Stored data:
* * * * *

PR #527, opened 2015-10-08
Renaming problems report prior to adding another

gvwilson:
Changing the name 'problems' to 'workshops_with_problems' so that we can add an 'instructors_with_problems' report as well.

PR #530, opened 2015-10-10
Reporting instructors with problems

gvwilson:
Displaying instructors whose location we don't know. (Currently doesn't display anyone, which leads me to suspect that my query isn't actually pulling up all instructors...)


pbanaszkiewicz:
This PR and #527 contains the same commits. Let me make sure all of #527 is in here and if so I'll just close it.

pbanaszkiewicz:
Okay, one commit (c3697931539137905d1f160dc608ee23f60040d9) is missing. Let me try to fix that…

pbanaszkiewicz:
Okay, the change from c369793 was introduced in ad21e5622f68d2d5e8399b631d4a20532a1a9765.

Issue #518, opened 2015-10-05
Add created by & last modified by to event


maneesha:
Each  page (event, person, etc) should include 

Created by username on YYYY-MM-DD
Last modified by username on YYYY-MM-DD

gvwilson:
+1

pbanaszkiewicz:
We're kind of are able to track this data down with django-reversion.

PR #533, opened 2015-10-10
Making home page lay out more cleanly

gvwilson:


pbanaszkiewicz:
Is this what admins want?

gvwilson:
It's certainly what *I* want - even at high res, my screen can't show 
four columns without items wrapping.

pbanaszkiewicz:
@gvwilson I'm thinking about how to do this better, because with your changes the "recently changed" will become invisible. Maybe http://getbootstrap.com/components/#nav-tabs for Current/Uninvoiced/Unpublished would work?

gvwilson:
Sure - check with Maneesha?

maneesha:
I've only used this on one screen and have had no problems with the layout. I can try on some other monitors and see what this looks like.  

However, I've never used the rightmost column (Recently Changed), so I'd be OK removing that if the screen is too crowded.  Much more valuable would be to see "Created by user on date" and "Last updated by user on date" on each page (see #518)

gvwilson:
Thanks @maneesha - @pbanaszkiewicz, how about we accept this change 
(which moves the event log down on the home page) and then prioritize 
#518 for the next release?

pbanaszkiewicz:
@maneesha @gvwilson in this case I suggest moving the Log out of the dashboard to its own page. I'll submit a PR for that.

In the long run we may have customizable dashboards or dashboard layouts specific to each user group (superadmin, admin, steering committee).

I'll also start working on #518 soon.

pbanaszkiewicz:
Superseded by #535.

PR #542, opened 2015-10-14
Profile update request view: fix couple of issues

### LINKED ISSUE #538: Change Instructor profile request display to use 3 columns
"Has instructor badge" is getting overwritten from "yes" to "NA"

I haven't accepted any instructor profile updates yet because of this.

pbanaszkiewicz:
1. Move fields not being saved to DB to the bottom of the form
2. Separate these fields with long horizontal row saying
   "These aren't saved"
3. Change "N/A" to "<em>Not available</em>"
4. Add some '|default:"—"' to the fields that didn't have this filter

This fixes #538 but in a different way (see attachment).

screenshot from 2015-10-14 21 02 35

This PR will cause conflict once #528 is merged.

### DIFF
--- a/workshops/templates/workshops/profileupdaterequest.html
+++ b/workshops/templates/workshops/profileupdaterequest.html
@@ -38,16 +38,16 @@
   <tbody>
     <tr><th>Personal:</th>
         <td>{{ new.personal }}</td>
-        <td>{% if old %}{{ old.personal }}{% endif %}</td></tr>
+        <td>{% if old %}{{ old.personal|default:"—" }}{% endif %}</td></tr>
     <tr><th>Family:</th>
         <td>{{ new.family }}</td>
-        <td>{% if old %}{{ old.family }}{% endif %}</td></tr>
+        <td>{% if old %}{{ old.family|default:"—" }}{% endif %}</td></tr>
     <tr><th>Email:</th>
         <td>{{ new.email|urlize }}</td>
-        <td>{% if old %}{{ old.email|urlize }}{% endif %}</td></tr>
+        <td>{% if old %}{{ old.email|default:"—"|urlize }}{% endif %}</td></tr>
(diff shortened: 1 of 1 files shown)


pbanaszkiewicz:
@maneesha @gvwilson I changed your concept of 3 columns a little bit. Since only 3 fields were not overlapping, I moved them to sort-of a new table down below. See the attachment above and tell me if you like this or not.

@gvwilson the "—" corresponds to empty value being stored, while "*Not available*" means "that model doesn't have this field so we can't compare". For example, with `Person` model we don't store ORCID ID.

gvwilson:
Will the order of field display be the same for all persons, all the time, with this change? Having fields move up or down the page based on availability of information will be really hard to track.

pbanaszkiewicz:
@gvwilson the order will stay the same on all profile update request details pages (ie. the ones with table from screen shot), unless someone changes that table in template.

pbanaszkiewicz:
@gvwilson rebased the branch.

pbanaszkiewicz:
@gvwilson could you review?

workshops/templates/workshops/profileupdaterequest.html
```diff
@@ -118,6 +109,16 @@
         {% endif %}
         </td>
     </tr>
+    <tr><th colspan="3" class="text-center">Additional information (not being saved to the database)</th></tr>
```
gvwilson: Why "not being saved"?

pbanaszkiewicz: Because neither ORCID ID or Occupation is being stored in Person record.

The "Has instructor badge" is rather a property that can only be calculated from Person record.

gvwilson: Gotcha.  We should store ORCID and occupation eventually.  Other than 
that, happy to merge this.

PR #543, opened 2015-10-14
Small typo in README

timtomch:
Corrected small typo.


pbanaszkiewicz:
@timtomch good catch! Thanks a lot for providing a fix.

PR #187, opened 2018-04-26
Motivate/explain when to use gRPC a bit better

raboof:


docs/src/main/paradox/index.md
```diff
@@ -1,10 +1,14 @@
 # Akka gRPC
 
-Support for building streaming gRPC servers and clients on top
-of Akka Streams.
+[gRPC](https://grpc.io) is a transport mechanism for request/response
+and non-persistent streaming use cases. Use it for:
+
+* connections between internal services
+* connecting to external services, even ones written in other languages.
```
ktoso: external services that expose an gRPC API

docs/src/main/paradox/index.md
```diff
@@ -19,7 +23,15 @@ Based on a protobuf service definition, akka-grpc can generate:
...
 * On the client side, a client for the API.
 
+### gRPC vs REST
+
+* Where REST is more flexible about transport and encoding, gRPC standardizes on HTTP/2 and Protobuf.
+* Where REST can be either schemaless or use a 3rd-party schema, gRPC always declares the service and messages in a Protobuf schema definition.
+
+### gRPC vs SOAP
 
+* Where SOAP is more flexible about transport and encoding, gRPC standardizes on HTTP/2 and Protobuf.
```
ktoso: is it more flexible really?

docs/src/main/paradox/index.md
```diff
@@ -19,7 +23,15 @@ Based on a protobuf service definition, akka-grpc can generate:
...
+* Where in SOAP protocols are often set in stone once defined, Protobuf is explicitly intended to support schema evolution.
```
johanandren: Second time someone reminds me of SOAP today. Yuck!

"defined, and may require a new path for every version of the service, " ?

ktoso: Been years since I used SOAP, was that really the case?

docs/src/main/paradox/index.md
```diff
@@ -19,7 +23,15 @@ Based on a protobuf service definition, akka-grpc can generate:
 * On the server side, code to create an Akka HTTP route based on your implementation of the API
 * On the client side, a client for the API.
 
+### gRPC vs REST
+
+* Where REST is more flexible about transport and encoding, gRPC standardizes on HTTP/2 and Protobuf.
```
johanandren: Huh, this I never heard before, I thought it was very tightly coupled with the GET, POST, UPDATE, DELETE methods of HTTP?

docs/src/main/paradox/index.md
```diff
@@ -19,7 +23,15 @@ Based on a protobuf service definition, akka-grpc can generate:
 * On the server side, code to create an Akka HTTP route based on your implementation of the API
 * On the client side, a client for the API.
 
+### gRPC vs REST
```
ktoso: Some discussion that it is "synchronous" in the sense that other side needs to be online when we make the call, but non-blocking server/client implementations lead to resource efficient hardware utilisation?

docs/src/main/paradox/index.md
raboof: That's true, perhaps let's just say `Where REST is more flexible about encoding`

docs/src/main/paradox/index.md
raboof: Heh, should we avoid mentioning it at all? Good addition.

docs/src/main/paradox/index.md
raboof: That would be true for both gRPC and REST, right?

docs/src/main/paradox/index.md
johanandren: I also "know" that, even heard someone claim they did it over alternative transport in financial industry

johanandren: I think it makes sense, because I think this is a pro of gRPC compared to SOAP (otoh pretty much anything is a pro compared to SOAP ;) )

docs/src/main/paradox/index.md
ktoso: Yes, as seen in the ongoing debate though this seems to be an area of confusion so perhaps worth calling out all these are synchronous, more or less decoupled, yet nonblocking implementations?

johanandren: Maybe that goes in a "when not to use it" section? Where we can hint towards message queues etc?

raboof:
Perhaps we should also contract gRPC with message buses here? 

* When using gRPC both sides need to be up, while when using a message bus only the bus needs to be up, the consuming side does not need to be available.
* gRPC supports streaming in either direction, when using a message bus this is decoupled.

docs/src/main/paradox/index.md
raboof: Not about encoding I guess, transport kinda (but I guess that might not be widely used https://en.wikipedia.org/wiki/SOAP#Transport_methods )

docs/src/main/paradox/index.md
```diff
@@ -19,7 +23,36 @@ Based on a protobuf service definition, akka-grpc can generate:
...
+
+* Where REST is more flexible about encoding, gRPC standardizes Protobuf.
```
johanandren: "standardizes on"

raboof: woops

PR #192, opened 2018-05-02
Simpler sbt config

### LINKED ISSUE #190: Easier configuration for what to generate
Right now we can configure:
* akkaGrpcCodeGenerators (`Seq[GeneratorAndSettings]`, default: ScalaBoth)
* akkaGrpcModelGenerators (`Seq[Target]`, default scalaPB)

Perhaps we should have one `akkaGrpcTargetLanguage` (Java/Scala) to set the default. We could simplify the rest - for the `CodeGenerators` we currently have `Server`, `Client`, and `Both`, so for now that doesn't need to be a `Seq`, but perhaps in the future we'd want to add more specific generators e.g. for Play?

Related to #155

johanandren:
Fixes #190


johanandren:
I didn't quite understand the interop-test setup with the magic stuff, so made it pass but maybe it is meant to actually use the plugin (which it doesn't now)

sbt-plugin/src/main/scala/akka/grpc/sbt/AkkaGrpcPlugin.scala
```diff
@@ -20,34 +21,45 @@ object AkkaGrpcPlugin extends AutoPlugin {
   override def requires = ProtocPlugin
 
   trait Keys { _: autoImport.type =>
+
+    object AkkaGrpc {
+      sealed trait TargetStub
```
raboof: I'm not sure I like the `stub` term, it seems to be a bit overloaded.. perhaps just `Target`?

sbt-plugin/src/main/scala/akka/grpc/sbt/AkkaGrpcPlugin.scala
```diff
@@ -20,34 +21,45 @@ object AkkaGrpcPlugin extends AutoPlugin {
...
+      case object Client extends TargetStub
+      case object Server extends TargetStub
+
+      sealed trait TargetLanguage
+      case object Scala extends TargetLanguage
+      case object Java extends TargetLanguage
+    }
+
+    val akkaGrpcTargetLanguages = settingKey[Seq[AkkaGrpc.TargetLanguage]]("Which languages to generate service and model classes for (AkkaGrpc.Scala, AkkaGrpc.Java)")
+    val akkaGrpcTargetStubs = settingKey[Seq[AkkaGrpc.TargetStub]]("Which of the stubs to generate (AkkaGrpc.Server, AkkaGrpc.Client)")
```
raboof: (here as well)

sbt-plugin/src/main/scala/akka/grpc/sbt/AkkaGrpcPlugin.scala
```diff
@@ -20,34 +21,45 @@ object AkkaGrpcPlugin extends AutoPlugin {
...
     val akkaGrpcCodeGeneratorSettings = settingKey[Seq[String]]("Settings to pass to the code generator")
-    val akkaGrpcCodeGenerators = settingKey[Seq[GeneratorAndSettings]]("The configured source generator")
-    val akkaGrpcModelGenerators = settingKey[Seq[Target]]("The configured source generator for model classes")
   }
 
-  object autoImport extends Keys {
-    final case class GeneratorAndSettings(generator: CodeGenerator, settings: Seq[String] = Nil)
-  }
+  object autoImport extends Keys
```
raboof: Nice to lose the `GeneratorAndSettings`, that was a bit weird

sbt-plugin/src/main/scala/akka/grpc/sbt/AkkaGrpcPlugin.scala
```diff
@@ -20,34 +21,45 @@ object AkkaGrpcPlugin extends AutoPlugin {
...
 
   def configSettings(config: Configuration): Seq[Setting[_]] =
     inConfig(config)(Seq(
-      akkaGrpcModelGenerators := Seq[Target]((JvmGenerator("scala", ScalaPbCodeGenerator), akkaGrpcCodeGeneratorSettings.value) -> sourceManaged.value),
-
       unmanagedResourceDirectories ++= (resourceDirectories in PB.recompile).value,
       watchSources in Defaults.ConfigGlobal ++= (sources in PB.recompile).value,
 
       // configure the proto gen automatically by adding our codegen:
+      // FIXME: actually specifying separate Compile and Test target stub and languages does not work
```
raboof: Seems fine, perhaps let's add a ticket making it explicit that we currently don't support this?

sbt-plugin/src/main/scala/akka/grpc/sbt/AkkaGrpcPlugin.scala
```diff
@@ -69,9 +81,53 @@ object AkkaGrpcPlugin extends AutoPlugin {
...
+    // TODO no way to provide per language + stub settings/target dirs - not sure if needed
+    generators.map { case (generator, settings) => protocbridge.Target(generator, targetPath, settings) }
+  }
+
+  // creates a seq of generator and per generator settings
+  private def generatorsFor(stubs: Seq[AkkaGrpc.TargetStub], languages: Seq[AkkaGrpc.TargetLanguage], defaultSettings: Seq[String]): Seq[(protocbridge.Generator, Seq[String])] = {
+    // these two are the model/message (protoc) generators
+    def ScalaGenerator: (protocbridge.Generator, Seq[String]) = (protocbridge.JvmGenerator("scala", ScalaPbCodeGenerator), defaultSettings)
+    // we have a default flat_package, but that doesn't play with the java generator (it fails)
+    def JavaGenerator: (protocbridge.Generator, Seq[String]) = (PB.gens.java, defaultSettings.filterNot(_ == "flat_package"))
```
raboof: I think we should filter this 'the other way around', and only pass through options that the Java generator supports. I think we do that somewhere but can't find it right now...

sbt-plugin/src/main/scala/akka/grpc/sbt/AkkaGrpcPlugin.scala
```diff
@@ -69,9 +81,53 @@ object AkkaGrpcPlugin extends AutoPlugin {
...
+      (protocbridge.JvmGenerator(codeGenerator.name, adapter), defaultSettings)
+    }
+
+    (stubs match {
+      case Seq(_, _) =>
+        languages match {
+          case Seq(_, _) => Seq(ScalaGenerator, toGenerator(ScalaBothCodeGenerator), JavaGenerator, toGenerator(JavaBothCodeGenerator))
+          case Seq(AkkaGrpc.Scala) => Seq(ScalaGenerator, toGenerator(ScalaBothCodeGenerator))
+          case Seq(AkkaGrpc.Java) => Seq(JavaGenerator, toGenerator(JavaBothCodeGenerator))
+        }
```
raboof: The `Seq(_, _)` is a bit strange.. but I can't come up with something succinct right now either ;).

sbt-plugin/src/main/scala/akka/grpc/sbt/AkkaGrpcPlugin.scala
```diff
@@ -69,9 +81,53 @@ object AkkaGrpcPlugin extends AutoPlugin {
           unmanagedResources := { Defaults.collectFiles(unmanagedResourceDirectories, includeFilter, excludeFilter).value },
           resources := managedResources.value ++ unmanagedResources.value)))
 
-  def adaptAkkaGenerator(targetPath: File)(generatorAndSettings: GeneratorAndSettings): Target = {
-    val adapted = new ProtocBridgeSbtPluginCodeGenerator(generatorAndSettings.generator)
-    val generator = JvmGenerator(generatorAndSettings.generator.name, adapted)
-    (generator, generatorAndSettings.settings) -> targetPath
+  private def targetsFor(targetPath: File, defaultSettings: Seq[String], stubs: Seq[AkkaGrpc.TargetStub], languages: Seq[AkkaGrpc.TargetLanguage]): Seq[protocbridge.Target] = {
+    val generators = generatorsFor(stubs, languages, defaultSettings)
+    // TODO no way to provide per language + stub settings/target dirs - not sure if needed
```
raboof: Seems OK, users who need that kind of control could probably populate `PB.targets` directly themselves

sbt-plugin/src/main/scala/akka/grpc/sbt/AkkaGrpcPlugin.scala
```diff
@@ -69,9 +81,53 @@ object AkkaGrpcPlugin extends AutoPlugin {
           unmanagedResources := { Defaults.collectFiles(unmanagedResourceDirectories, includeFilter, excludeFilter).value },
           resources := managedResources.value ++ unmanagedResources.value)))
 
-  def adaptAkkaGenerator(targetPath: File)(generatorAndSettings: GeneratorAndSettings): Target = {
-    val adapted = new ProtocBridgeSbtPluginCodeGenerator(generatorAndSettings.generator)
-    val generator = JvmGenerator(generatorAndSettings.generator.name, adapted)
-    (generator, generatorAndSettings.settings) -> targetPath
+  private def targetsFor(targetPath: File, defaultSettings: Seq[String], stubs: Seq[AkkaGrpc.TargetStub], languages: Seq[AkkaGrpc.TargetLanguage]): Seq[protocbridge.Target] = {
```
raboof: just `settings` rather than `defaultSettings` ;)

sbt-plugin/src/main/scala/akka/grpc/sbt/AkkaGrpcPlugin.scala
```diff
@@ -69,9 +81,53 @@ object AkkaGrpcPlugin extends AutoPlugin {
...
+          case Seq(AkkaGrpc.Scala) => Seq(ScalaGenerator, toGenerator(ScalaServerCodeGenerator))
+          case Seq(AkkaGrpc.Java) => Seq(JavaGenerator, toGenerator(JavaServerCodeGenerator))
+        }
+    })
+  }
+
+  /**
+   * Adapts existing [[akka.grpc.gen.CodeGenerator]] into the protocbridge required type
+   */
+  private[akka] class ProtocBridgeSbtPluginCodeGenerator(impl: akka.grpc.gen.CodeGenerator) extends protocbridge.ProtocCodeGenerator {
```
raboof: Nice cleanup :+1:

sbt-plugin/src/sbt-test/gen-java/01-gen-basic-java/build.sbt
```diff
@@ -0,0 +1,7 @@
+
+enablePlugins(JavaAgent)
+enablePlugins(AkkaGrpcPlugin)
+
+javaAgents += "org.mortbay.jetty.alpn" % "jetty-alpn-agent" % "2.0.6" % "runtime"
```
raboof: 2.0.7 is already out

raboof:
@johanandren interop-tests is not meant to actually run the plugin, we have the 'scripted' tests for that (but those are really slow, which is why the interop-tests are still good to have)

sbt-plugin/src/main/scala/akka/grpc/sbt/AkkaGrpcPlugin.scala
johanandren: I wanted to avoid just `Target` alone since `Target` is the end result of this exercise.  
`GeneratedSources`? (a bit too narrow perhaps, since that also includes the model which isn't configurable)

docs/src/main/paradox/sbt.md
```diff
@@ -4,39 +4,29 @@ To get started with Akka gRPC read the [client](client.md) or [server](server.md
...
-import akka.grpc.gen.javadsl.JavaClientCodeGenerator
-akkaGrpcCodeGenerators := Seq(GeneratorAndSettings(JavaClientCodeGenerator, akkaGrpcCodeGeneratorSettings.value))
-
-// only server
-import akka.grpc.gen.javadsl.JavaServerCodeGenerator
-akkaGrpcCodeGenerators := Seq(GeneratorAndSettings(JavaServerCodeGenerator, akkaGrpcCodeGeneratorSettings.value))
+akkaGrpcTargetLanguages := Seq(AkkaGrpc.Java)
 
+// Both Java and Scala
+akkaGrpcTargetLanguages := Seq(AkkaGrpc.Java, AkkaGrpc.Scala)
```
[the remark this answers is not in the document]
2m: +1 What is more, do you know if it is possible to control the package name of the generated gRPC model classes from the outside? Because after turning off the `flat_package` we get ourselves in a similar situation where Play API is, where everything one cryptic package name deeper is scaladsl.

sbt-plugin/src/sbt-test/gen-java/01-gen-basic-java/build.sbt
johanandren: copy-pasta, I can upgrade across the project if it matters

docs/src/main/paradox/sbt.md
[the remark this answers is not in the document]
johanandren: I auto-disable it for Java anyways, (because it made the Java generator fail with an error) so I think that problem is solved. But let me verify.

sbt-plugin/src/main/scala/akka/grpc/sbt/AkkaCompositeCodeGenerator.scala
```diff
@@ -5,8 +5,9 @@
 package akka.grpc.sbt
 
 import akka.grpc.gen.CompositeCodeGenerator
+import akka.grpc.sbt.AkkaGrpcPlugin.ProtocBridgeSbtPluginCodeGenerator
 
-/** An easy to use accessor to be used reflectively in the main sbt project */
+/** An easy to use accessor to be used reflectively in the main sbt project, not really used except for that */
```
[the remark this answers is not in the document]
johanandren: :+1:

sbt-plugin/src/main/scala/akka/grpc/sbt/AkkaGrpcPlugin.scala
2m: IMO  `stub` is only extensively used in the gRPC context therefore it felt natural as the common name of the client and server. Only having `Target` overloads it as we also have `TargetLanguage`.

sbt-plugin/src/main/scala/akka/grpc/sbt/AkkaGrpcPlugin.scala
2m: The `case Seq(_, _) =>` could be moved from the first to the last case and changed to `case _ =>` but I am not sure if that is better either.

docs/src/main/paradox/sbt.md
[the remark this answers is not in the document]
johanandren: I had it wrong, I'll add a comment.

sbt-plugin/src/main/scala/akka/grpc/sbt/AkkaGrpcPlugin.scala
raboof: right, but gRPC uses 'stub' mainly to describe the client AFAICS (https://grpc.io/docs/guides/concepts.html), it might in fact be confusing to also use it for other generated code?

I agree that just `Target` isn't very nice either though ;). `GeneratedSources` might be fine, and then in the setting comment explain it is 'which sources to generate in addition to the gRPC protobuf model classes'?

sbt-plugin/src/main/scala/akka/grpc/sbt/AkkaGrpcPlugin.scala
```diff
@@ -69,9 +81,52 @@ object AkkaGrpcPlugin extends AutoPlugin {
...
+    val generators = generatorsFor(stubs, languages, settings)
+    generators.map { case (generator, generatorSettings) => protocbridge.Target(generator, targetPath, generatorSettings) }
+  }
+
+  // creates a seq of generator and per generator settings
+  private def generatorsFor(stubs: Seq[AkkaGrpc.GeneratedSource], languages: Seq[AkkaGrpc.Language], defaultSettings: Seq[String]): Seq[(protocbridge.Generator, Seq[String])] = {
+    // these two are the model/message (protoc) generators
+    def ScalaGenerator: (protocbridge.Generator, Seq[String]) = (protocbridge.JvmGenerator("scala", ScalaPbCodeGenerator), defaultSettings)
+    // we have a default flat_package, but that doesn't play with the java generator (it fails)
+    def JavaGenerator: (protocbridge.Generator, Seq[String]) = (PB.gens.java, defaultSettings.filterNot(_ == "flat_package"))
```
raboof: If the Java generator crashes on parameters it doesn't understand I think we should whitelist only the parameters we know it understands, rather than blacklisting the ones we know of that it doesn't understand. We do something similar for the scalapb plugin in `ScalaCodeGenerator`: that also crashes on parameters it doesn't expect.

OK for now though, it's not the point of this PR after all ;).

Issue #67, opened 2018-03-08
Move io.grpc.Channel logic into TestServiceServiceClient


raboof:
To abstract this away for the end user. Does that make sense @renatocaval ?

2m:
What is the plan with the Channel logic? I see that the scala client builds the channel itself (after #173). However the java client still requires the channel to be passed in to the factory method.

I found this while working on Alpakka Google PubSub gRPC connector. Usage example here: https://github.com/2m/alpakka/blob/CremboC-pub-sub-grpc/google-cloud-pub-sub-grpc/src/main/scala/akka/stream/alpakka/googlecloud/pubsub/grpc/impl/GrpcApi.scala#L22-L30 Here I create a scala client just to extract the channel for the java client as a workaround. :)

raboof:
Ah sorry it seems I forgot to update the Java API side.

The current channel logic is Netty-specific, so it was neater to pass in settings and make the channel creating an implementation detail. I think this interface makes sense, but in the future I could imagine multiple clients sharing an Akka HTTP HTTP/2 'connection pool' somehow, but it seems premature to anticipate that in the API.

raboof:
We now removed the `io.grpc.Channel`-specific things out of the akka-grpc client API, 'manually' managing the lifecycle of the client. As discussed in the last comment above this is not the 'final form' but closes this issue for now.

PR #198, opened 2018-05-03
Java client creation API aligned with Scala

johanandren:
Refs #67 

Additionally:
Cleanup of things that need not be templates and moved those into runtime.


raboof:
:tada:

* * * * *

What this task involves
Lines with the string "username" in the data above: say how many there are, giving the number alone.

Reply to the task
2